If you have specific questions about gear, there are many people on this site willing and able to help. Maybe you can get your free consultation, post the squad's recommendations and decide from there? If you get good advice from BB's geek squad then you can have them return and do the work. That way you aren't wasting their time, your time or your money. Just a thought, but remember that advise here is always free. On the other hand, there's a lot to be said for being in the actual room and taking real measurements. 

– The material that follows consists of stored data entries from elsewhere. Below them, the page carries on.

PR #9, opened 2017-04-19
Http endpoint configuration exposed in App.config

Scooletz:
This PR currently does not include tests for configuration keys. Any ideas how to test it ?

### DIFF
--- a/src/ServiceControl.Monitoring/Http/HttpEndpoint.cs
+++ b/src/ServiceControl.Monitoring/Http/HttpEndpoint.cs
@@ -8,8 +8,15 @@ using NServiceBus.ObjectBuilder;
 
 namespace ServiceControl.Monitoring.Http
 {
+    using System;
+    using System.Configuration;
+    using System.Linq;
+
     class HttpEndpoint : Feature
     {
+        public const string AppConfigHostnameKey = "HttpEndpoint/Hostname";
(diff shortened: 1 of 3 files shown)


src/ServiceControl.Monitoring/Http/HttpEndpoint.cs
```diff
@@ -8,31 +8,55 @@
...
+            var hostname = GetValue(AppConfigHostnameKey);
+            var port = GetValue(AppConfigPort);
+            int portValue;
+
+            if (string.IsNullOrWhiteSpace(hostname) == false &&
+                string.IsNullOrWhiteSpace(port) == false &&
+                int.TryParse(port, out portValue))
+            {
+                host = new Uri(host + ":" + port);
+            }
```
SzymonPobiega: should we do something if `TryParse` fails? I mean, if somebody put `dupa` in the port number e.g. `1234dupa`?

Scooletz: Currently it falls back to the default value. should it throw?

SzymonPobiega: I think it should. I mean absence of value is fine but non-integer should throw.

Do you know what BB plans to do if/when they come to your home? If they are going to simply take a look and recommend where to place things like the speakers and sub, you can (probably) get that here for free. If they plan to do more it _may_ be worth it. I hope that this info helps! Maybe someone who has used the geek squad can comment on their experience?


----------



## TypeA (Aug 14, 2010)

Im with Gary, as long as its free Id say go for it. So long as you know Home Theater Shack is your best source of information, its all good and nobody here will take it personally you went to Geek Squad for advice :laugh:

(Correct area but did fix your title for ya)


----------



## boarderc577 (Feb 2, 2010)

From what I can tell they will recommend stuff I figure if the person knows his stuff I would just pick his brain for what I already have . Of course pretty much everything I know so far I have got here.


----------



## madpoet (Jul 26, 2010)

I liked the original thread title better


----------



## ALMFamily (Oct 19, 2011)

Before I found a home here, I paid $99 for a BB person to come out. Basically, what they did was take a look at my space, ask me what I wanted to do, and then made recommendations on equipment. That was pretty much the extent. That person sent their notes off to someone else who put together the gear list.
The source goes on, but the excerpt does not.